> **Instructions to follow**: Check each line of the material for the string "words", then give only how many lines have it.

Segment Start: Source records

PR #5485, opened 2026-04-09
update: String page

aepanchi:


docs/topics/strings.md
```diff
@@ -186,93 +213,264 @@ val KClass<*>.jsonSchema : String
...
+    //sampleEnd
+}
+```
+{kotlin-runnable="true" kotlin-min-compiler-version="1.3"}
+
+> A `String` index starts at zero. 
+> 
+{style="note"}
+
+If you try to access an index outside the valid range, Kotlin throws an exception:
```
haas-dtv: Do we want to specify which exception is thrown?

docs/topics/strings.md
```diff
@@ -186,93 +213,264 @@ val KClass<*>.jsonSchema : String
...
+    //sampleEnd
+}
+```
+{kotlin-runnable="true" kotlin-min-compiler-version="1.3"}
+
+## Extract parts of a string
+
+To extract part of a `String`, use substring functions. 
+
+Substring functions return a new `String` that contains the selected part of the original text.
```
haas-dtv: I'd leave that out, or add something like "As `String` is immutable, ...", else it's redundant.

docs/topics/strings.md
```diff
@@ -186,93 +213,264 @@ val KClass<*>.jsonSchema : String
...
+ ```
+{kotlin-runnable="true" kotlin-min-compiler-version="1.3"}
+
+### Modify `String`
+
+> Strings are immutable. Functions that change text return a new `String`.
+> 
+{style="note"}
+
+To create a modified copy of a `String`, you can use `replace()`, `uppercase()`, and `lowercase()`:
```
haas-dtv: This is a bit weirdly worded, as it sounds like these are the only methods that would create a modified version of a `String`.

Maybe describe these 3 methods as examples?

docs/topics/strings.md
```diff
@@ -186,93 +213,264 @@ val KClass<*>.jsonSchema : String
...
+    val first = "Hello"
+    val second = "Kotlin"
+    val message = first + ", " + second
+    println(message) // Hello, Kotlin
+//sampleEnd
+}
+```
+{kotlin-runnable="true" kotlin-min-compiler-version="1.3"}
+
+This creates a new `String` that contains the combined text of both operands.
```
haas-dtv: Are we sure this always creates a new `String`, or could the compiler maybe optimize stuff here, like `foo + ""` returning `foo`, or the constant expression `"Hello "+ "World"` returning an already interned `String` on the JVM?

docs/topics/strings.md
```diff
@@ -186,93 +213,264 @@ val KClass<*>.jsonSchema : String
...
+    val language = "Kotlin"
+    println(language.length) // 6
+    //sampleEnd
+}
+```
+{kotlin-runnable="true" kotlin-min-compiler-version="1.3"}
+
+### Concatenate strings
+
+To concatenate strings, use the `+` operator:
```
serras: I'm not sure this is an important topic, in most cases people use string interpolation. The code you've written would be definitely more idiomatic as 

```kotlin
val message = "$first, $second"
```

docs/topics/strings.md
```diff
@@ -186,93 +213,264 @@ val KClass<*>.jsonSchema : String
...
-```
-{interpolate-variables="false" kotlin-runnable="true" kotlin-min-compiler-version="1.3"}
+ ```
+{kotlin-runnable="true" kotlin-min-compiler-version="1.3"}
+
+### Modify `String`
+
+> Strings are immutable. Functions that change text return a new `String`.
+> 
+{style="note"}
```
serras: The combination of this title + the note reads quite weird: are strings modifiable or not? I would suggest something like "String replacement" as title, and telling that `uppercase` and `lowercase` are about replacing lowercase by uppercase, or vice versa.

serras (approved):
The content seems OK. I'm missing some link or discussion of regular expressions, which are very related to strings (especially once we start talking about matching, splitting, or replacing).

docs/topics/strings.md
```diff
@@ -1,177 +1,213 @@
 [//]: # (title: Strings)
+[//]: # (description: Learn how to work with strings in Kotlin, including string literals, string templates, multiline strings, and common text operations.)
 
-Strings in Kotlin are represented by the type [`String`](https://kotlinlang.org/api/latest/jvm/stdlib/kotlin/-string/). 
+<show-structure depth="1"/>
 
-> On the JVM, an object of `String` type in UTF-16 encoding uses approximately 2 bytes per character.
-> 
-{style="note"}
+The [`String`](https://kotlinlang.org/api/latest/jvm/stdlib/kotlin/-string/) type represents a sequence of
```
fzhinkin: Should it be `https://kotlinlang.org/api/core/kotlin-stdlib/kotlin/-string/` instead?

docs/topics/strings.md
```diff
@@ -1,177 +1,213 @@
...
+val name: String = "Kotlin"
+val message = "Hello, world!" // Kotlin infers String
 ```
 
-To concatenate strings, use the `+` operator. This also works for concatenating strings with values of other types, as long
-as the first element in the expression is a string:
+### Nullable values
 
+To declare a nullable value, use `String?`:
```
fzhinkin: Any nullable value will be declared the same way. Is there a reason to showcase it for strings in particular?

docs/topics/strings.md
```diff
@@ -1,177 +1,213 @@
...
 ```
 
-> In most cases using [string templates](#string-templates) or [multiline strings](#multiline-strings) is preferable to string concatenation.
-> 
-{style="note"}
+### Escape sequences
 
-## String literals
+Double-quoted strings support [escape sequences](characters.md#escape-sequences) such as `\n` or `\t`:
```
fzhinkin:
```suggestion
Double-quoted string literals support [escape sequences](characters.md#escape-sequences) such as `\n` or `\t`: 
```

I don't have any strong opinion here, but for me "double-quoted" is about literals, not string objects.

docs/topics/strings.md
```diff
@@ -1,177 +1,213 @@
...
-
+    println(text)
 //sampleEnd
 }
 ```
 
-or an expression in curly braces:
+To control indentation more explicitly, use 
+[`trimMargin()`](https://kotlinlang.org/api/latest/jvm/stdlib/kotlin.text/trim-margin.html). This function
```
fzhinkin: `https://kotlinlang.org/api/core/kotlin-stdlib/kotlin.text/trim-margin.html`?

docs/topics/strings.md
```diff
@@ -1,177 +1,213 @@
...
+  }
+  ```
+  {kotlin-runnable="true" kotlin-min-compiler-version="1.3"}
+
+> You can also combine strings with the `+` operator. However, string templates are usually easier 
+> to read and more idiomatic.
+>
+{style="tip"}
+
+In multiline strings, template expressions can contain double-quoted strings without escaping:
```
fzhinkin: It works for double-quoted string literals too:
```kotlin
 println("${"test".uppercase()}")
```
https://pl.kotl.in/6h9mIXaYY

docs/topics/strings.md
```diff
@@ -186,93 +222,270 @@ val KClass<*>.jsonSchema : String
...
+  
+    println(domain.substringBefore(".")) // kotlinlang
+    println(domain.substringAfter("."))  // org
+//sampleEnd
+}
 ```
 
-Here, the `$$$` prefix allows the string to include `$` and `$$` without requiring the `${'$'}` construct for escaping.
+  > Use delimiter-based functions to separate structured text, such as file names, paths, or key-value pairs.
```
fzhinkin: I don't think it's worth recommending string operations for file paths and names, it's a common cause of various bugs.

docs/topics/strings.md
```diff
@@ -186,93 +222,270 @@ val KClass<*>.jsonSchema : String
...
+//sampleEnd
+}
+```
+{kotlin-runnable="true" kotlin-min-compiler-version="1.3"}
+
+The start index is **inclusive**, and the end index is **exclusive**.
+
+### Extract around a delimiter
+
+Use [`substringBefore()`](https://kotlinlang.org/api/core/kotlin-stdlib/kotlin.text/substring-before.html)
```
fzhinkin: There are many different functions to parse a string, is there a reason these two functions have a dedicated section in the doc?

docs/topics/strings.md
```diff
@@ -186,93 +222,270 @@ val KClass<*>.jsonSchema : String
...
+
+* To build a `String` step by step, use 
+  [`buildString()`](https://kotlinlang.org/api/core/kotlin-stdlib/kotlin.text/build-string.html):
+
+  ```kotlin 
+  val result = buildString {
+      append("Hours: ")
+      append("12")
+      append(", minutes: ")
+      append("30")
```
fzhinkin: This particular string does not require a builder or a template to construct. `buildString` is handy when building a string require some complex logic (like multiple conditions affecting the resulting string).

docs/topics/strings.md
```diff
@@ -1,177 +1,213 @@
...
-    val str = "abcd" 
-//sampleStart
-    for (c in str) {
-        println(c)
-    }
-//sampleEnd
-}
-```
-{kotlin-runnable="true" kotlin-min-compiler-version="1.3"}
+To declare a `String`, enclose the value in double quotes (`""`).
```
ilya-g: Strictly speaking, this is a string literal.

To declare a string one writes `val s: String = ...` and the quoted sequence of characters can be used as a literal value for that string.

docs/topics/strings.md
aepanchi: Addressed

docs/topics/strings.md
aepanchi: fixed

docs/topics/strings.md
aepanchi: true, thank you! fixed

docs/topics/strings.md
aepanchi: I believe we should mention nullable values on this page, since it's an overview one. However, I agree that it should be a separate section. What do you think about adding this example to the code block above (lines 20-21) with the corresponding comment?

docs/topics/strings.md
aepanchi: fair enough, fixed

docs/topics/strings.md
aepanchi: thanks! added to the example

docs/topics/strings.md
aepanchi: removed

docs/topics/strings.md
aepanchi: Agree; however, that example is used to showcase the logic behind `buildString`, since particular use cases are too specific for such a page. The goal of this sample is to highlight that this function exists, rather than explain the concept in detail. What do you think?

docs/topics/strings.md
aepanchi: It seems to be the easiest ones to comprehend for the novice users (the target audience of this page) and to show the basic functionality. Are there other functions that, in your opinion, can replace these two?

docs/topics/strings.md
fzhinkin: I totally agree that examples should be concise and easy to grasp without any additional domain- or context-specific knowledge. However, it's not the most efficient or elegant way to construct the "Hours: 12, minutes: 30" string. And we should  probably discourage users from constructing string literals that way. At the same time, the string builder itself has a particular practical niche, and it would be nice to showcase it instead.

docs/topics/strings.md
```diff
@@ -186,93 +223,267 @@ val KClass<*>.jsonSchema : String
...
 
-In addition, you can assign the format string from a variable. This can be useful when the format string changes, 
-for example, in localization cases that depend on the user locale.
+  ```kotlin
+  val text = String.format("Hello, %s", "Kotlin")
+  ```
 
-Be careful when using the `String.format()` function because it can be easy to mismatch the number or position of the 
-arguments with their corresponding placeholders.
+  > Use `String.format()` only when you specifically need formatter-style specifiers on the JVM.
```
fzhinkin: Does it make sense to add a small hint on when one may need it? For example, when a template is used to format a localized message.

docs/topics/strings.md
```diff
@@ -1,177 +1,214 @@
...
+  ```kotlin
+  fun main() {
+  //sampleStart
+      val text = "abc"
+      println("The length of $text is ${text.length}")
+      // // The length of abc is 3
+      val language = "Kotlin"
+      println("${language}Lang")
+      // KotlinLang
+  // sampleEnd
```
sarahhaggarty:
```suggestion
  //sampleEnd
```

docs/topics/read-standard-input.md
```diff
@@ -14,6 +14,23 @@ println(readln())
 // Hi, Kotlin!
 ```
 
+You can also read multiline input as one string.
+For that join it with newline characters using 
+[`joinToString()`](https://kotlinlang.org/api/core/kotlin-stdlib/kotlin.sequences/join-to-string.html):
```
sarahhaggarty:
```suggestion
Use the [`joinToString()`](https://kotlinlang.org/api/core/kotlin-stdlib/kotlin.sequences/join-to-string.html) function with newline characters to combine the lines:
```
As an alternative to the "for that" construction. WDYT?

docs/topics/read-standard-input.md
```diff
@@ -14,6 +14,23 @@ println(readln())
...
+```kotlin
+val input = generateSequence(::readlnOrNull)
+  .joinToString("\n")
+```
+
+> This code does not work correctly with `readln()`, because the function throws an
+> exception at end of input instead of returning `null`.
+> 
+> To read input until end-of-file, use
+> [`readlnOrNull()`](#handle-standard-input-safely).
```
sarahhaggarty: I would actually reverse this note to give the advice and then the reason why. Maybe something like:

```suggestion
> Use [`readlnOrNull()`](#handle-standard-input-safely) instead of `readln()` to read input until end-of-file without throwing an exception.
```
WDYT?

docs/topics/strings.md
```diff
@@ -1,177 +1,210 @@
...
+The [`String`](https://kotlinlang.org/api/core/kotlin-stdlib/kotlin/-string/) type represents a sequence of
+[characters](characters.md). 
 
-> On the JVM, an object of `String` type in UTF-16 encoding uses approximately 2 bytes per character.
-> 
-{style="note"}
+Use `String` for text values, such as words, sentences, messages, or structured text. 
 
-Generally, a string value is a sequence of characters in double quotes (`"`):
+The `String` type is immutable.
```
sarahhaggarty:
```suggestion
The `String` type is immutable. After an object with `String` type is created, its contents stay the same for the rest of its lifetime. Any operation that appears to modify the string actually creates a new string.
```
Could we expand on this a little to explain what impact it has? WDYT?

docs/topics/strings.md
```diff
@@ -1,177 +1,210 @@
...
 
 ```kotlin
-val s = "Hello, world!\n"
+val message = "Hello,\nworld!"
+val quote = "Kotlin says, \"Hi\"."
 ```
 
-Escaping is done in the conventional way, with a backslash (`\`).  
-See [Characters](characters.md) page for the list of supported escape sequences.
+Use escape sequences for special characters that are difficult to write directly in source code or have a
```
sarahhaggarty:
```suggestion
Use escape sequences for special characters that are difficult to write directly in source code or that have a
```

docs/topics/strings.md
```diff
@@ -1,177 +1,210 @@
...
+special meaning.
 
 ### Multiline strings
 
-_Multiline strings_ can contain newlines and arbitrary text. It is delimited by a triple quote (`"""`),
-contains no escaping and can contain newlines and any other characters:
+To store text that consists of multiple lines or contains quotes that you do not want to escape,
```
sarahhaggarty:
```suggestion
To store text that consists of multiple lines or contains quotes that you don't want to escape,
```

docs/topics/strings.md
```diff
@@ -1,177 +1,210 @@
...
-    """
+Hello,
+Kotlin
+"""
+
+val quote = """Kotlin says, "Hi"."""
 ```
 
-To remove leading whitespace from multiline strings, use the [`trimMargin()`](https://kotlinlang.org/api/latest/jvm/stdlib/kotlin.text/trim-margin.html) function:
+> Multiline strings do not support escape sequences.
```
sarahhaggarty:
```suggestion
> Multiline strings don't support escape sequences. 
```
It's OK to use contractions :)

docs/topics/strings.md
```diff
@@ -1,177 +1,210 @@
...
 
-To remove leading whitespace from multiline strings, use the [`trimMargin()`](https://kotlinlang.org/api/latest/jvm/stdlib/kotlin.text/trim-margin.html) function:
+> Multiline strings do not support escape sequences. 
+> Characters such as `\n` and `\t` are treated as regular text. 
+>
+{style="note"}
+
+Multiline strings preserve **line breaks** and **indentations** as written in the source code. 
+
+You can use this when you want the runtime value to match the text layout in your file.
```
sarahhaggarty:
```suggestion
This behavior is useful when you want the runtime value to match the text layout in your file.
```
I think this version makes "this" more explicit. WDYT? And how about combining it in a paragraph with the previous sentence?

docs/topics/strings.md
```diff
@@ -1,177 +1,210 @@
...
+
+In the following example, the spaces before each line are part
+of the resulting `String`:
```
sarahhaggarty:
```suggestion
of the resulting string:
```
Since we're not talking about the `String` type here.

docs/topics/strings.md
```diff
@@ -1,177 +1,210 @@
...
 
-By default, a pipe symbol `|` is used as margin prefix, but you can choose another character and pass it as a parameter, like `trimMargin(">")`.
-
-## String templates
-
-String literals may contain _template expressions_ – pieces of code that are evaluated and whose results are concatenated into a string.
-When a template expression is processed, Kotlin automatically calls the `.toString()` function on the expression's result
-to convert it into a string. A template expression starts with a dollar sign (`$`) and consists of either a variable name:
+To remove common leading indentation, use 
+[`trimIndent()`](https://kotlinlang.org/api/core/kotlin-stdlib/kotlin.text/trim-indent.html). It detects the common
```
sarahhaggarty:
```suggestion
the [`trimIndent()`](https://kotlinlang.org/api/core/kotlin-stdlib/kotlin.text/trim-indent.html) function. It detects the common
```

docs/topics/strings.md
```diff
@@ -1,177 +1,210 @@
...
-
+    println(text)
 //sampleEnd
 }
 ```
 
-or an expression in curly braces:
+To control indentation more explicitly, use 
+[`trimMargin()`](https://kotlinlang.org/api/core/kotlin-stdlib/kotlin.text/trim-margin.html). This function
```
sarahhaggarty:
```suggestion
the [`trimMargin()`](https://kotlinlang.org/api/core/kotlin-stdlib/kotlin.text/trim-margin.html) function. This function 
```

docs/topics/strings.md
```diff
@@ -1,177 +1,210 @@
...
 //sampleEnd
 }
 ```
 
-You can use templates both in multiline and escaped strings. However, multiline strings don't support backslash escaping. 
-To insert the dollar sign `$` in a multiline string
-before any symbol allowed at the beginning of an [identifier](https://kotlinlang.org/grammar/#identifiers),
-use the following syntax:
+By default, `trimMargin()` uses a pipe symbol (`|`) as the margin prefix, but you can pass another character
```
sarahhaggarty:
```suggestion
By default, the `trimMargin()` function uses a pipe symbol (`|`) as the margin prefix, but you can pass another character 
```

docs/topics/strings.md
```diff
@@ -1,177 +1,210 @@
 [//]: # (title: Strings)
+[//]: # (description: Learn how to work with strings in Kotlin, including string literals, string templates, multiline strings, and common text operations.)
 
-Strings in Kotlin are represented by the type [`String`](https://kotlinlang.org/api/latest/jvm/stdlib/kotlin/-string/). 
+The [`String`](https://kotlinlang.org/api/core/kotlin-stdlib/kotlin/-string/) type represents a sequence of
+[characters](characters.md).
```
sarahhaggarty, line 6:
```suggestion
```
Can you combine the first two sentences into a paragraph? Currently it looks a little like it should be a list with three separate sentences at the beginning 🤔

docs/topics/strings.md
```diff
@@ -1,177 +1,210 @@
...
+[//]: # (description: Learn how to work with strings in Kotlin, including string literals, string templates, multiline strings, and common text operations.)
 
-Strings in Kotlin are represented by the type [`String`](https://kotlinlang.org/api/latest/jvm/stdlib/kotlin/-string/). 
+The [`String`](https://kotlinlang.org/api/core/kotlin-stdlib/kotlin/-string/) type represents a sequence of
+[characters](characters.md). 
 
-> On the JVM, an object of `String` type in UTF-16 encoding uses approximately 2 bytes per character.
-> 
-{style="note"}
+Use `String` for text values, such as words, sentences, messages, or structured text.
```
sarahhaggarty:
```suggestion
Use the `String` type for text values, such as words, sentences, messages, or structured text. 
```

docs/topics/strings.md
```diff
@@ -1,177 +1,210 @@
...
-    val str = "abcd" 
-//sampleStart
-    for (c in str) {
-        println(c)
-    }
-//sampleEnd
-}
-```
-{kotlin-runnable="true" kotlin-min-compiler-version="1.3"}
+To declare a `String` literal, enclose the value in double quotes (`""`).
```
sarahhaggarty:
```suggestion
```
Again, I think you can combine these two into a paragraph.

docs/topics/strings.md
```diff
@@ -1,177 +1,210 @@
...
+val name: String = "Kotlin"
+val message = "Hello, world!" // Kotlin infers String
 ```
-
-To concatenate strings, use the `+` operator. This also works for concatenating strings with values of other types, as long
-as the first element in the expression is a string:
 
+To declare a nullable value, use `String?`:
 ```kotlin
```
sarahhaggarty:
```suggestion

```kotlin
```
Generally, we like to add a newline before code samples. Just to be on the safe side with writerside and it makes it a little easier to read :) Can you check the rest of the samples in the doc?

docs/topics/strings.md
```diff
@@ -1,177 +1,210 @@
...
+val quote = """Kotlin says, "Hi"."""
 ```
 
-To remove leading whitespace from multiline strings, use the [`trimMargin()`](https://kotlinlang.org/api/latest/jvm/stdlib/kotlin.text/trim-margin.html) function:
+> Multiline strings do not support escape sequences. 
+> Characters such as `\n` and `\t` are treated as regular text. 
+>
+{style="note"}
+
+Multiline strings preserve **line breaks** and **indentations** as written in the source code.
```
sarahhaggarty: I'm not sure the emphasis is needed in this sentence. Would you mind removing it?

docs/topics/strings.md
```diff
@@ -1,177 +1,210 @@
...
-    // Letters: [a, b, c, d, e]
-
+    println(text)
 //sampleEnd
 }
 ```
 
-or an expression in curly braces:
+To control indentation more explicitly, use
```
sarahhaggarty:
```suggestion
To control indentation removal more explicitly, use 
```

docs/topics/strings.md
```diff
@@ -1,177 +1,210 @@
...
 {kotlin-runnable="true" kotlin-min-compiler-version="1.3"}
 
-You can use templates both in multiline and escaped strings. However, multiline strings don't support backslash escaping. 
-To insert the dollar sign `$` in a multiline string
-before any symbol allowed at the beginning of an [identifier](https://kotlinlang.org/grammar/#identifiers),
-use the following syntax:
+By default, `trimMargin()` uses a pipe symbol (`|`) as the margin prefix, but you can pass another character 
+as a parameter. For example: `trimMargin(">")`.
+
+> When you process a `String` with functions like `trimIndent()` or `trimMargin()`, the resulting `String`
```
sarahhaggarty:
```suggestion
> When you process a string with functions like `trimIndent()` or `trimMargin()`, the resulting string
```

docs/topics/strings.md
```diff
@@ -1,177 +1,210 @@
...
 """
 ```
 
-> To avoid `${'$'}` sequences in strings, you can use the Experimental [multi-dollar string interpolation feature](#multi-dollar-string-interpolation).
->
-{style="note"}
+### Nullable values in string templates
+
+If an interpolated expression or variable evaluates to `null`, the Kotlin compiler 
+inserts the text `null` into the resulting `String`:
```
sarahhaggarty:
```suggestion
inserts the text `null` into the resulting string:
```

docs/topics/strings.md
```diff
@@ -186,93 +219,142 @@ val KClass<*>.jsonSchema : String
     """
 ```
 
-Here, the `$$` prefix specifies that two consecutive dollar signs are required to trigger string interpolation. 
-Single dollar signs remain as literal characters.
 
-You can adjust how many dollar signs trigger interpolation.
-For example, using three consecutive dollar signs (`$$$`) allows `$` and `$$` to remain as literals 
-while enabling interpolation with `$$$`:
+> If you use single-dollar string interpolation, multi-dollar string interpolation does not affect your code.
```
sarahhaggarty:
```suggestion
> If you use single-dollar string interpolation, multi-dollar string interpolation doesn't affect your code.
```

docs/topics/strings.md
```diff
@@ -186,93 +219,142 @@ val KClass<*>.jsonSchema : String
...
+>
```
sarahhaggarty:
```suggestion
```

docs/topics/strings.md
```diff
@@ -186,93 +219,142 @@ val KClass<*>.jsonSchema : String
...
-      "currency": "$",
-      "enteredAmount": "42.45 $$",
-      "$$serviceField": "none",
-      "product": "$$$productName"
-    }
-    """
+## Basic string operations
+
+Kotlin provides a range of operations for working with strings.
+
```
sarahhaggarty, line 210:
```suggestion
```

docs/topics/strings.md
```diff
@@ -186,93 +219,142 @@ val KClass<*>.jsonSchema : String
...
+This section introduces some of the most commonly used operations.
+
+> Learn more about all available functions in the
+> [API Reference](https://kotlinlang.org/api/core/kotlin-stdlib/kotlin/-string/).
+
+Since the `String` type is immutable, you cannot change its contents. 
+String operations return new strings with modifications applied and do not update
+the original variable.
```
sarahhaggarty: Since I suggest to add this text at the beginning, if you accept that then this duplicated part can be removed :)

docs/topics/strings.md
```diff
@@ -186,93 +219,142 @@ val KClass<*>.jsonSchema : String
...
-println(requestedData)
-//{
-//    "currency": "$",
-//    "enteredAmount": "42.45 $$",
-//    "$$serviceField": "none",
-//    "product": "carrot"
-//}
+### Get string length
+
+To get the number of characters in a `String`, use the
```
sarahhaggarty:
```suggestion
To get the number of characters in a string, use the
```

docs/topics/strings.md
```diff
@@ -186,93 +219,142 @@ val KClass<*>.jsonSchema : String
...
 ```
 
-Here, the `$$$` prefix allows the string to include `$` and `$$` without requiring the `${'$'}` construct for escaping.
+### Access characters by index
 
-Multi-dollar string interpolation doesn't affect existing code that uses single-dollar string interpolation. 
-You can continue using a single `$`
-as before and apply multi-dollar signs when you need to handle literal dollar signs in strings.
+To access an individual character in a `String`,
```
sarahhaggarty:
```suggestion
To access an individual character in a string, 
```

docs/topics/strings.md
```diff
@@ -186,93 +219,142 @@ val KClass<*>.jsonSchema : String
...
+    println(language[0]) // K
+    println(language[5]) // n
+    //sampleEnd
+}
+```
+{kotlin-runnable="true" kotlin-min-compiler-version="1.3"}
 
-> String formatting with the `String.format()` function is only available in Kotlin/JVM.
->
+> A `String` index starts at zero.
```
sarahhaggarty:
```suggestion
> A string index starts at zero. 
```

docs/topics/strings.md
```diff
@@ -186,93 +219,142 @@ val KClass<*>.jsonSchema : String
...
+{kotlin-runnable="true" kotlin-min-compiler-version="1.3"}
 
-> For a detailed understanding and an extensive list of format specifiers, see [Java's Class Formatter documentation](https://docs.oracle.com/javase/8/docs/api/java/util/Formatter.html#summary).
->
-{style="note"}
+### Extract parts of a string
+
+To extract part of a `String`, use
+[`substring()`](https://kotlinlang.org/api/core/kotlin-stdlib/kotlin.text/substring.html) functions
+or [`subSequence()`](https://kotlinlang.org/api/core/kotlin-stdlib/kotlin.text/sub-sequence.html).
```
sarahhaggarty:
```suggestion
or the [`subSequence()`](https://kotlinlang.org/api/core/kotlin-stdlib/kotlin.text/sub-sequence.html) function. 
```

docs/topics/strings.md
```diff
@@ -186,93 +219,142 @@ val KClass<*>.jsonSchema : String
...
+}
+```
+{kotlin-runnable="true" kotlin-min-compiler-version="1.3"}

Segment End: Source records

> **Output for this task**: 3